===== Data supplied =====
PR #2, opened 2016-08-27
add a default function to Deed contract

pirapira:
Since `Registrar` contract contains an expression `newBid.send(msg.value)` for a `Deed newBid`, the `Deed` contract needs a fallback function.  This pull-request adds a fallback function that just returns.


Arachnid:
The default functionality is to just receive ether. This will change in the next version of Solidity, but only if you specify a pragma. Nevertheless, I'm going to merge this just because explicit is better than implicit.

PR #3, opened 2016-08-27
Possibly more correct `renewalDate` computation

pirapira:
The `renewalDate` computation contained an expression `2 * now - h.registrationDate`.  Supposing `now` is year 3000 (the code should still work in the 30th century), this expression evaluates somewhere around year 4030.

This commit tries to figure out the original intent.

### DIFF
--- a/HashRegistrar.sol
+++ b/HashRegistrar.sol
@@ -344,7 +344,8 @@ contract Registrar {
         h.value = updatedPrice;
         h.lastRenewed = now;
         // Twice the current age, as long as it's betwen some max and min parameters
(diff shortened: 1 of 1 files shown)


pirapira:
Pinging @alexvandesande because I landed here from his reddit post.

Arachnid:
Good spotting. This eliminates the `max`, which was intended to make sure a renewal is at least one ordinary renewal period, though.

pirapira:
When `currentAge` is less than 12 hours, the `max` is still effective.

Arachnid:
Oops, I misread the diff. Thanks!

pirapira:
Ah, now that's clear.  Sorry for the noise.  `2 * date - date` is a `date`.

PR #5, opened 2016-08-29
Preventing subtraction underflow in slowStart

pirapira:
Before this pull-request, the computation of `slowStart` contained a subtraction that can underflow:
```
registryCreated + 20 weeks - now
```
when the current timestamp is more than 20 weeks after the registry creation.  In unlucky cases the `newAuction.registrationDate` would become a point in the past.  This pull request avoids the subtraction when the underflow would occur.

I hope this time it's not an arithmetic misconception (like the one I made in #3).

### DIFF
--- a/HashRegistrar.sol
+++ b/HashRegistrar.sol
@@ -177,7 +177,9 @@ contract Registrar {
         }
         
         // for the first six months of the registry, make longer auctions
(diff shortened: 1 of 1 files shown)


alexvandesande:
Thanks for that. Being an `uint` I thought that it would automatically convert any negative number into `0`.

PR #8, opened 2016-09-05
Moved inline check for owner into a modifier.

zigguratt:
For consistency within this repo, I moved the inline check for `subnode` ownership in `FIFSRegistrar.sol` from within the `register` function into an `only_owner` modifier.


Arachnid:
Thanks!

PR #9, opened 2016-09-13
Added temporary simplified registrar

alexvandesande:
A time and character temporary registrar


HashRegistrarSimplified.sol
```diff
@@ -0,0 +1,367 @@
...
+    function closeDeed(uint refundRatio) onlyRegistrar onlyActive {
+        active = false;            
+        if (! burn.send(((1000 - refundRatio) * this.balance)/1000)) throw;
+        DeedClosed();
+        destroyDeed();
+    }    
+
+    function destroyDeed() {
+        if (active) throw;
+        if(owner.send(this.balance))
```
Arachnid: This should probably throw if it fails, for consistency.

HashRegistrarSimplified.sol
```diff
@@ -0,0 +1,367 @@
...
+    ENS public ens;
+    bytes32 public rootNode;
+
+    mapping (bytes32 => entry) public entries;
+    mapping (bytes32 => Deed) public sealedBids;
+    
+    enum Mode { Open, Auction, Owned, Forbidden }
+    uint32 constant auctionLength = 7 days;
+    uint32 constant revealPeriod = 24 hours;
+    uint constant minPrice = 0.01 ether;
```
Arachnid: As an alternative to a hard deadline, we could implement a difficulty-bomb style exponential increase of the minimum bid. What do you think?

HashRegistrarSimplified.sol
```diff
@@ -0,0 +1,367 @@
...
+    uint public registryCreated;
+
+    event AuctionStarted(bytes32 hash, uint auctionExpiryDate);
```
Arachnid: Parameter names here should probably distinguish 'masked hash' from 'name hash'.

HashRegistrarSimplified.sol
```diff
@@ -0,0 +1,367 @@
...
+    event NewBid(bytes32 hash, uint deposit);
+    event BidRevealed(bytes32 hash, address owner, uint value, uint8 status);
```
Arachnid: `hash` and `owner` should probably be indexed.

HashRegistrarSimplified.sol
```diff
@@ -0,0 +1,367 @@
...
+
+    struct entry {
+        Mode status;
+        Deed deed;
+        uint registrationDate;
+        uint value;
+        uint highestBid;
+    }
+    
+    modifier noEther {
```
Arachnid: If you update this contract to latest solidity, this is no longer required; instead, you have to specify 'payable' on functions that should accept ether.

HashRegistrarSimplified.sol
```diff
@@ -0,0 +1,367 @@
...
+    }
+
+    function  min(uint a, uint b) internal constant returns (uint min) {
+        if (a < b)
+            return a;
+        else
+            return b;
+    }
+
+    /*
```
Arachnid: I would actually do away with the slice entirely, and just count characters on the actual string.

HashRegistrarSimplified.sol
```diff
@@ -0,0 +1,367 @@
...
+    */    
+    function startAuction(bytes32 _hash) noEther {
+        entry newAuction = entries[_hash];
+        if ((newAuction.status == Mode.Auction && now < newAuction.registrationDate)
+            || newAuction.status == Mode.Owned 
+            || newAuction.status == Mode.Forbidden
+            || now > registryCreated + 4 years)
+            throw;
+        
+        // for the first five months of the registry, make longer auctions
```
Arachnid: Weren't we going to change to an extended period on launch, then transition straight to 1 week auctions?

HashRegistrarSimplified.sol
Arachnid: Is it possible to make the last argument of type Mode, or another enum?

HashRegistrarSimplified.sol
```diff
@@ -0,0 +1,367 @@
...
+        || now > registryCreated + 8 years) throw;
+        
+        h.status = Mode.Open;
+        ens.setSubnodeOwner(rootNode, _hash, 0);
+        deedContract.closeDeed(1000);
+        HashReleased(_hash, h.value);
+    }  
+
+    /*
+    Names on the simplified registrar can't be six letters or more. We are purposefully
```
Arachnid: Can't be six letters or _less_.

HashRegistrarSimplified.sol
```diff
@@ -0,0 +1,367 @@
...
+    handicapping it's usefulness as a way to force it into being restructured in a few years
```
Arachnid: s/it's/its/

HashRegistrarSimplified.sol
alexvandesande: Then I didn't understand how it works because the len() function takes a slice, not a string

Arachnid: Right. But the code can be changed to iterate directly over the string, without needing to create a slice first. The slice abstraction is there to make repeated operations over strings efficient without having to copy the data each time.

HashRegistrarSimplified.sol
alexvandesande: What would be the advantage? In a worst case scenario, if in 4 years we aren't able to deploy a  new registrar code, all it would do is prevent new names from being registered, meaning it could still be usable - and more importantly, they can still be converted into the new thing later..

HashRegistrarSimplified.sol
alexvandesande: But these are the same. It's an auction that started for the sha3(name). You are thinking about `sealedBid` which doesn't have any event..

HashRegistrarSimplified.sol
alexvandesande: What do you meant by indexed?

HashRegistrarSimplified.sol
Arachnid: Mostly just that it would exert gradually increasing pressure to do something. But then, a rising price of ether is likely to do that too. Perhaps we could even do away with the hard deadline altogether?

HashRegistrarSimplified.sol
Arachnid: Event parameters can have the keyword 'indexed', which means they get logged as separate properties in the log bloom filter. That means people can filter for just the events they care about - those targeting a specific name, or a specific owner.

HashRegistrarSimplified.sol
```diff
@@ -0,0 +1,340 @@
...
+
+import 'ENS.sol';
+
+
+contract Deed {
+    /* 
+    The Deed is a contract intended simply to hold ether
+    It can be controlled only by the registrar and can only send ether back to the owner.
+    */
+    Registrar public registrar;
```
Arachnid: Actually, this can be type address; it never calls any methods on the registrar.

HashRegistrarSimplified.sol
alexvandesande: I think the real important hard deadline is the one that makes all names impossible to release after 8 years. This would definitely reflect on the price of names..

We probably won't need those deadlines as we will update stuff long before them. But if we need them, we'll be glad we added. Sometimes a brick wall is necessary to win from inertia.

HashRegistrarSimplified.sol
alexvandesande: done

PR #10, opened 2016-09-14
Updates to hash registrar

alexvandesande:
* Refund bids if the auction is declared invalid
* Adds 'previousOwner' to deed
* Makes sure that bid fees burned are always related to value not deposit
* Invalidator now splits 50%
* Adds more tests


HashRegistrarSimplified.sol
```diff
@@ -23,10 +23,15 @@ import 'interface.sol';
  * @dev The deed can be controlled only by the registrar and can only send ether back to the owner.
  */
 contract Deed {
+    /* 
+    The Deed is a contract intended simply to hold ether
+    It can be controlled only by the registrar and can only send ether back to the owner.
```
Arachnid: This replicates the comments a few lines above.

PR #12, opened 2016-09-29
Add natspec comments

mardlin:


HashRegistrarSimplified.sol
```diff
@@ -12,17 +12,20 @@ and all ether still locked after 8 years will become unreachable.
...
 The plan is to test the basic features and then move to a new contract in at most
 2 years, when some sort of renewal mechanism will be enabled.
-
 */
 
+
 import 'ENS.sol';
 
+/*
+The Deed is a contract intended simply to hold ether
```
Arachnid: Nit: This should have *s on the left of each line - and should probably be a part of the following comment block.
=====
Try it
From the records, copy every line that has the string "modifier" in it.

Result for this task
Moved inline check for owner into a modifier.
For consistency within this repo, I moved the inline check for `subnode` ownership in `FIFSRegistrar.sol` from within the `register` function into an `only_owner` modifier.
+    modifier noEther {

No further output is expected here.